El estreno de la tercera temporada reaviva la discusión sobre la normalización del abuso infantil en contenidos digitales y el alarmante aumento de delitos en México
El estreno del segundo episodio de la tercera temporada de la serie Euphoria ha desatado una ola de críticas globales debido a una escena del personaje Cassie Howard (interpretado por Sydney Sweeney). En ella, el personaje aparece creando contenido para adultos utilizando estética infantil —trenzas, sudadera y un chupón—, lo que obligó a HBO a editar digitalmente el material tras el rechazo en redes sociales. Este incidente ha trascendido el ámbito del entretenimiento, reactivando la alerta sobre la delgada línea entre la representación artística y la normalización de la sexualización de menores en la cultura popular.
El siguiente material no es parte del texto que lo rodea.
PR #9584, opened 2025-04-05
feat: export types

### LINKED ISSUE #9222: Export all spec typings for better TypeScript support
## Enhancement Description

*tl;dr: Vega-Lite should export all spec typings as a stable API for TS developers to use*

Vega-Lite currently only exports the `TopLevelSpec` union type for working with specs in TypeScript. [The docs here](https://vega.github.io/vega-lite/usage/typescript.html) show how to use this to write a static spec.

However, if you use TS to construct or modify a spec, you will quickly hit issues with type narrowing throughout your spec as Vega-Lite relies heavily on discriminated unions. This makes it very difficult to use unless you are willing to resort to using `any` as a workaround for these TS errors.

[See this example sandbox](https://codesandbox.io/p/sandbox/vega-lite-type-narrowing-lcz3g3?file=%2Fsrc%2Findex.ts) where trying to turn an axis off on an existing spec throws a type narrowing error.

```typescript
import { TopLevelSpec } from "vega-lite";

const spec: TopLevelSpec = {
  $schema: "https://vega.github.io/schema/vega-lite/v5.json",
  width: 100,
  height: 100,
  layer: [],
};

spec.layer = [
  {
    mark: {
      type: "bar",
    },
    encoding: {
      x: {
        field: "x",
        type: "nominal",
      },
      y: {
        field: "y",
        type: "quantitative",
      },
    },
  },
];

// Type narrowing error, can't disable axis
spec.layer[0]!.encoding!.y!.axis = null;
```

An issue about this has been opened before: https://github.com/vega/vega-lite/issues/8900. The resolution to that issue was a recommendation to import any needed types directly from the Vega-Lite source. There are 2 issues with this:
1. Developers may be using Vega-Lite in an environment where they only have a bundled Vega-Lite package + the exported types. With no access to src in such an environment, they can't access any of these typings.
2. Importing types this way forces a developer to take an unstable path that developers of Vega-Lite could break at any time

Since the Vega-Lite spec itself is a stable API, the typings for that spec should also be treated as a stable API. Otherwise, working with a Vega-Lite spec in TS beyond just a single spec definition typed to `TopLevelSpec` is painful and hacky.

## Checklist

### LINKED ISSUE #9583: Unable to import types in v6
## Bug Description

```ts
import type { NonNormalizedSpec } from 'vega-lite/build/src/spec';
```

 Pre v6, I was able to import types like `NonNormalizedSpec` from the spec file. Since v6 (and the switch to ESM), I'm no longer able to reach these types. It would be great if the `spec` file could get exposed as a module again so that I can migrate to v6.

domoritz:
Often, people need to access internal types. This pull request makes internal types available as an export yet we don't guarantee stability. 

Fixes #9583, fixes #9222

Example:

```ts
import type {TopLevelUnitSpec, Field} from 'vega-lite/types_unstable';

const spec: TopLevelUnitSpec<Field> = {
  $schema: 'https://vega.github.io/schema/vega-lite/v5.json',
  description: 'A simple bar chart with embedded data.',
  data: {
    values: [
      {a: 'A', b: 28},
      {a: 'B', b: 55},
      {a: 'C', b: 43},
    ],
  },
  mark: 'bar',
  encoding: {
    x: {field: 'a', type: 'ordinal'},
    y: {field: 'b', type: 'quantitative'},
  },
};
```


src/type.ts
```diff
@@ -18,13 +18,6 @@ export function isType(t: any): t is Type {
   return hasOwnProperty(Type, t);
 }
 
-export function isContinuous(type: Type): type is 'quantitative' | 'temporal' {
-  return type === 'quantitative' || type === 'temporal';
-}
-export function isDiscrete(type: Type): type is 'ordinal' | 'nominal' {
-  return type === 'ordinal' || type === 'nominal';
-}
-
```
domoritz, line 27: I replaced these with isDiscrete from https://github.com/vega/vega-lite/blob/11dea5338accc1ed81a9c9a3fbc41d5c6d82cc05/src/channeldef.ts#L870. The semantics are slightly different in that we also consider whether a channeldef is discretized via bin or geojson. I think this is correct but please check carefully.

monken:
I think `package.json` exports need to be updated too.

domoritz:
Ups, forgot to push those. Just pushed the additional export.

src/type.ts
hydrosquall: Is this change in functions required to be able to export types? If not, could we save this adjustment for a separate PR ?

src/types_unstable.ts
```diff
@@ -0,0 +1,54 @@
...
+export type * from './predicate.js';
+export type * from './projection.js';
+export type * from './resolve.js';
+export type * from './scale.js';
+export type * from './selection.js';
+export type * from './sort.js';
+export type * from './spec/base.js';
+export type * from './spec/concat.js';
+export type * from './spec/facet.js';
+export type * from './spec/index.js';
```
hydrosquall, line 43: To maintain parity with `5.23.0`, I think only 2 types have to be exported

- `Config`
- `TopLevelSpec`

https://github.com/vega/vega-lite/blob/cbad08391897b835e0a27956faef7a75afdae4c9/src/index.ts#L5-L7

I recognize we're adding more in order to address the fact that some teams were importing directly from the src folder before and bypassing the index.ts route.

While we could export the rest, if we're concerned about instability, we'll have an easier time if we err on the side of exporting fewer.

If we have multiple types that have the same name from any of these files, they may end up colliding in this file. It's not a huge deal while this file is marked unstable, but it's something we'll want to guard and have linting for before we make this API stable.

src/types_unstable.ts
```diff
@@ -0,0 +1,54 @@
+export type * from './aggregate.js';
```
hydrosquall, line 1: 1. Should we put a comment in this file to the effect of "Types exported from this file are considered unstable, and may be changed/removed at any time" ? 

2. How did you determine which files to export from? (I.e. when we add new files to Vega-Lite, what would drive us to update this file)? If we wanted to, we could probably prune this list down to a smaller number (maybe just the ones that are in the root or end with index.js). If the idea is that every file under `src` except itself should be listed, we could handle that with a comment first, and look into scripting/linting it later.

src/index.ts
```diff
@@ -6,3 +6,5 @@ export type {Config} from './config.js';
 export {normalize} from './normalize/index.js';
 export type {TopLevelSpec} from './spec/index.js';
 export * from './util.js';
+
+import './types_unstable.js';
```
hydrosquall, line 10: Do we need to have this import if we already have this in the package.json?

```
    "./types_unstable": {
      "types": "./build/types_unstable.d.ts"
    },
```

hydrosquall (commented):
The exported unstable types looks reasonable.

 I would advise against changing `isAggregateEncoding`, `isDiscrete`, `isContinuous`, `TEXT_MARK`, `isContinuous` in the same PR unless it's required since unlike the exports part that may have subtle impacts on runtime behavior, I'd like to understand the reasoning for combining those changes before adding ✅ .

domoritz:
It's required because we cannot export a flat namespace if we have name collisions.

hydrosquall:
Ah ok it's good to know that typescript will flag those collisions, I was worried they might be silently overwritten.

With that said, it's strange that exporting types is also exporting function definitions!

Would it be feasible to do the function replacements in a separate PR? It would be one thing if this was a pure rename, but it's a rename plus replacement in the isContinuous / isDiscrete case.

domoritz:
I can just rename the methods. It feels weird to have two different kinds of logic so I'd rather try to unify eventually and exporting types is not urgent.

src/index.ts
domoritz: I think I needed this for rollup to produce the file. It shouldn't change the default bundle.

src/types_unstable.ts
domoritz: We do keep the exports in index.ts, though. The unstable type exports are in addition.

domoritz: Yeah, something like `find . -type f -exec echo {} \;  | sed 's/\(.*\)/export type \* from \"\1\"/'` would be nice but it's too generic and creates conflicts.

domoritz:
Here is a simpler version that doesn't put all the types into the same namespace. It's a bit harder to use but also more predictable: https://github.com/vega/vega-lite/pull/9595.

Más allá de la ficción, la realidad digital presenta cifras devastadoras. Según datos del Centro Nacional para Niños Desaparecidos y Explotados, se han detectado millones de archivos de abuso sexual infantil a nivel mundial, una problemática potenciada por la Inteligencia Artificial generativa, que produjo más de 158,000 imágenes de este tipo entre 2023 y 2025. Organizaciones como Thorn advierten que, a pesar de existir leyes federales, la rendición de cuentas es inconsistente y los fiscales carecen de herramientas para enfrentar la sofisticación tecnológica de estos delitos.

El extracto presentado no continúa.